Dr.Fred Burbank: No. Since we have to study the device in a clinical research setting first, most of our communications have been with researchers in maternal health. Though it may be some time before we can set forth to train practitioners (outside of a research setting), we would like to connect with people working in the field so we can learn from their personal experiences and the context in which they work. This way, we can make better decisions in our research. More importantly, we can begin to develop relationships that will enrich our program now and later play a very active role. We certainly cannot do this alone. We will never become masterminds of another cultural or geographical context. We are eager to make new connections with organizations, individuals and medical practitioners who are closely connected to maternal health, and specifically, PPH.
WOMEN & AFRICA: How do you intend to make sure that mothers living in developing countries will have access to your medical device?
Dr.Fred Burbank: We are not far enough in our project to know this answer with any degree of certainty. We still have many questions that need answering. As we learn more about the device through our clinical research and connect with those working in the medical field where we believe the device will be most useful, we can start to formulate strategies that will ensure all mothers have access to the device.
WOMEN & AFRICA: What is your vision?
Dr.Fred Burbank: When I think about how this will play out, I envision training health care providers of varied levels of training and education on how to use the V-Stat device. It is our goal to make a device that is easy to use and safe, which will allow a health worker of average skill to save lives. If health care providers can first learn to use this device in a hospital or tertiary health care facility during a group-training program, then they will be able to leave the training facility with their own reusable device to be carried in their 'toolkit' for PPH treatment.
WOMEN & AFRICA: Which role will health practitioners play in the process?

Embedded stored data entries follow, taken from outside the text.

PR #242, opened 2024-08-06
NONE: Fix submit design response schema validation

Roystbeef:
This PR fixes the 500s we're seeing when associating designs in Jira. It looks like the response we're getting back changed and as a result of us failing the schema validation, we were throwing 500s in the route.

This PR updates the response schema type to the new values we're seeing


knguyen-figma (approved):

Roystbeef:
hmmm, not sure why CI is struggling w setting up the test db but I validated locally that `npm run test` is passing

PR #248, opened 2024-11-27
HL-1722 Update mutation APIs to receive userId in body

stannnous:
We are updating POST and PUT APIs to receive all input params in the request body instead of some as the query params. This involves moving the `userId` query param to the body for the following API endpoints:
* getEntityByUrl
* onEntityAssociated
* onEntityDisassociated

This is being done for compatibility reasons on the Atlassian platform which has already been updated to send these values in the body (it is currently sending both query and body params with the query to be removed at a later date).


akostevich-atlassian (approved):
Great job, Sam!

PR #1000, opened 2019-11-24
Document that the local socket can also be filtered

ryanakca:
This fact is useful to people whose MUA sends mail using the sendmail
command, and who want to pass this mail through filters.


poolpOrg:
awwww you also changed the wording for other options, let me check with our man people if they agree with this change because the wording gets reviewed too.

poolpOrg:
I have committed a slightly altered version of your diff so mask-src wording is identical to the one in the listen on interface case, credited you in the commit log, thanks for your contrib.

PR #1006, opened 2019-11-25
ci: openbsd build

ngortheone:


ngortheone:
@poolpOrg this one is ready, but need to rerun all checks after #1007 is mergerd

PR #1018, opened 2019-12-31
openbsd-compat: fix out-of-tree builds

Redfoxymoon:
In out-of-tree builds anything inside openbsd-compat/ including local files prefixed with smtpd/ are not found, including the source base directory takes care of that.


ngortheone:
@Redfoxymoon thanks for your PR.

This looks fairly innocent, but I'd still wait for @poolpOrg to vet this.

PR #1019, opened 2019-12-31
ci: ansible testing framework for freebsd build + alpine 3.11 on libressl

ngortheone:
Two things are going on here:
- FreeBSD build on SourceHut is now using my new ansible framework. It covers very small area at the moment - build and simple mail send to a local recipient, but it is easily extendible to include more tests or more platforms. I plan to include all linux builds in the nearest future.
- Alpine container upgraded to 3.11 (latest release) and switched to libressl

### DIFF
--- a/.builds/freebsd.yml
+++ b/.builds/freebsd.yml
@@ -13,8 +13,11 @@ packages:
 - python37
 - python-3.7_3,2
 sources:
+- https://github.com/OpenSMTPD/OpenSMTPD
 - https://github.com/OpenSMTPD/ci
 tasks:
 - ansible: |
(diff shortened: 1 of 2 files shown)


ngortheone:
Don't merge just yet. I need to fix git ref passing from sourcehut

ngortheone:
This is now ready to be reviewed.
Note that new ansible testing framework that FreeBSD build uses is located at https://github.com/OpenSMTPD/ci

ngortheone:
It is probably best to squash this PR - don't want to have all my "work commits" to pollute portable history

PR #1049, opened 2020-04-14
Document junking in smtpd.conf(5)

ryanakca:
The man page does not explain what the `junk` decision means when filtering or what happens if you do not have a `Junk` folder. This diff documents this.


poolpOrg:
no worries, it's ok but I was waiting for @ericfaurot to commit to OpenBSD for merging this otherwise we risk having different documentation in OpenSMTPD 6.7.0 for OpenBSD and for other systems

PR #1055, opened 2020-04-24
Use correct libexec path in portable man pages

ryanakca:
smtpd.conf(5) in the portable branch refers to the directory `/usr/local/libexec/smtpd/`. This may not be the correct location on non-OpenBSD systems (it is not on Debian). Update the Makefile to update this location at compile time.


ngortheone:
It looks like it is time to update freebsd build:
`pkg: No packages available to install matching 'py37-ansible-2.8.7' have been found in the repositories`

ngortheone:
@ryanakca 
it looks like this change adjusts the path to libexec according to current `--prefix`
I am not an autotools expert, but I have compiled man pages before and after and it was the only change that I noticed

ngortheone:
@poolpOrg I am merging this one

poolpOrg:
ok !

PR #1063, opened 2020-05-23
compat: pipe2: enable O_CLOEXEC correctly and support O_NONBLOCK

zx2c4:
O_CLOEXEC must be enabled with F_SETFD, not F_SETFL. Prior passing
FD_CLOEXEC to F_SETFL resulted in wrong behavior. While we're fixing
this, we can also add support for O_CLOEXEC, which we enable via
F_SETFL.

### DIFF
--- a/openbsd-compat/pipe2.c
+++ b/openbsd-compat/pipe2.c
@@ -1,5 +1,6 @@
 /*
  * Copyright (c) 2020 Gilles Chehade <gilles@poolp.org>
+ * Copyright (C) 2020 Jason A. Donenfeld <Jason@zx2c4.com>. All Rights Reserved.
  *
  * Permission to use, copy, modify, and distribute this software for any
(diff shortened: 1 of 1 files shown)


poolpOrg:
Nope, the flags to pipe2() are not the same as fcntl() ones, you must recreate the flags, something along the lines of:

    int fflags;
    if (flags & O_CLOEXEC)
        fflags |= FD_CLOEXEC

only O_CLOEXEC and O_NONBLOCK are needed

zx2c4:
Thanks for pointing this out. I took a closer look, and actually your original code was wrong. FD_CLOEXEC needs F_SETFD, not F_SETFL, according to manpages and fs/fcntl.c.

I'll send a fix accordingly.

zx2c4:
New commit pushed.

poolpOrg:
Thanks

Issue #1069, opened 2020-06-03
do_encrypt adds extra argument and causes encrypt to fail


Kimplul:
If I try calling 
```smtpctl encrypt *any string*``` 
I get the error
 ```usage: encrypt <string>```

I dug around and found out that ```do_encrypt``` in ```usr.sbin/smtpd/smtpctrl.c``` calls ```encrypt``` with 
```execl(PATH_ENCRYPT, "encrypt", "--", p, (char *)NULL);```
 but ```contrib/libexec/encrypt.c``` only takes one argument, and adding ```--``` as an argument in front of the string to be encrypted causes the error.

Is there a reason for why the two dashes were added and should ```encrypt.c``` or ```smptctrl.c``` be changed?

**Comment by studentiks** [comment]
Doing `echo -n "my_password" | smtpctl encrypt` outputs hash of "--" instead of "my_password". Workaround (in archlinux) is to use `echo -n "my_password" | /usr/lib/smtpd/opensmtpd/encrypt`

**Comment by ssartor** [comment]
Does not look like this fix was included in the latest portable version (6.7.1p1)

**Comment by gearnode** [comment]
While the patch was release, on FreeBSD you can use:
```
echo "mypassword" | /usr/local/libexec/opensmtpd/encrypt
```

poolpOrg:
The fix was merged and will be part of the upcoming 6.8.0p1 release

PR #1073, opened 2020-07-02
fix bug with "smtpctl encrypt"

xukl:
encrypt.c will exit if `argc > 2`. However, the code at smtpctl.c:L969 executes `encrypt` with wrong number of arguments when `p != NULL`, which leads to a bug that the program complains `usage: encrypt <string>` when we run `smtpctl encrypt some_string`.
The code  `"--", ` was involved in commit `4c624cc`. Before that commit, the code had always been `execl(PATH_ENCRYPT, "encrypt", p, (char *)NULL);`.

### DIFF
--- a/usr.sbin/smtpd/smtpctl.c
+++ b/usr.sbin/smtpd/smtpctl.c
@@ -966,7 +966,7 @@ do_encrypt(int argc, struct parameter *argv)
 
 	if (argv)
 		p = argv[0].u.u_str;
-	execl(PATH_ENCRYPT, "encrypt", "--", p, (char *)NULL);
+	execl(PATH_ENCRYPT, "encrypt", p, (char *)NULL);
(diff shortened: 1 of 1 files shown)


ArchangeGabriel:
I’ve been fighting for 2 h debugging SMTP because of this. `echo passwd | smtpctl encrypt` does not work because of this, while the supposed interactive mode `smtpctl encrypt` returns directly an encrypted chain (I suppose for `--`…).

xukl:
I found that @Kimplul had found this bug as early as 3 Jun and open the issue #1069. I'm pretty sure this PR can fix this bug. So... can anyone merge this PR? Or is there anything I still need to do?

poolpOrg:
needed to understand why this was introduced and didn't have time to investigate earlier.

fixed

PR #1093, opened 2020-10-15
Fix out-of-tree build

DemiMarie:
Automake treats $(top_srcdir) specially, so a variable that expands to
it won't work.  There were also bugs in the Makefile.am files that broke
`make distcheck`


poolpOrg:
Thanks

PR #1098, opened 2020-11-21
Fix macos build

gearnode:
I've edit smtpd.c maybe I need to open a contrib on OpenBSD for this one?
I can create a dedicated pull request for the source hub ci patch too.


poolpOrg:
Awwwww, thanks but can you please submit the PR without all the whitespace fixes as they are not portable specific they should be sumitted to OpenBSD separately and trickle down here when I sync the portable repository with upstream

gearnode:
@poolpOrg done :tada:

PR #858, opened 2021-03-29
Task/DES-1902 - Connect endpoints for versioning and amends

Strmiska:
## Overview: ##
This PR is meant to complete the Amend and Revision pipelines. The process of amending and versioning a project is mostly complete.

## PR Status: ##

* [X] Ready.
* [ ] Work in Progress.
* [ ] Hold.

## Related Jira tickets: ##

* [DES-1902](https://jira.tacc.utexas.edu/browse/DES-1902)

## Testing Steps: ##
**NOTE: File copying and directory creation is not currently testable from the Dev environment. This may be possible to test in Staging though. If you plan to submit any dev project for publication, revision, or amendments please DM me on Slack with the correct designsafe.env settings to use. I'm open to have some group testing on this**
1. Navigate into an "other" project that has files.
2. Go to the "Prepare to Publish" section.
 - From this section you should be able to see options for revise or amend if your "other" project is published. If it is not, you can still access these through the browser console by running the `goVersion()` and `goAmend()` functions. Once you navigate you should be able to test the various sections of the pipeline.

## UI Photos:

Screen Shot 2021-03-28 at 8 23 58 PM
Screen Shot 2021-03-30 at 6 12 00 PM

Dr.Fred Burbank: As long as a practitioner does not lose the device or run it over with a vehicle, it can be used nearly indefinitely since it is made of stainless steel. It will be most important that mothers have access to a health care practitioner who is trained in using the device.
WOMEN & AFRICA: And mothers?
Dr.Fred Burbank: This would also require that a mother elects to give birth in the care of a trained health care provider, whether a skilled birth attendant, midwife or other. Our challenge will be to scale-up training and use the device in multiple countries rapidly once we are able to commercialize the device!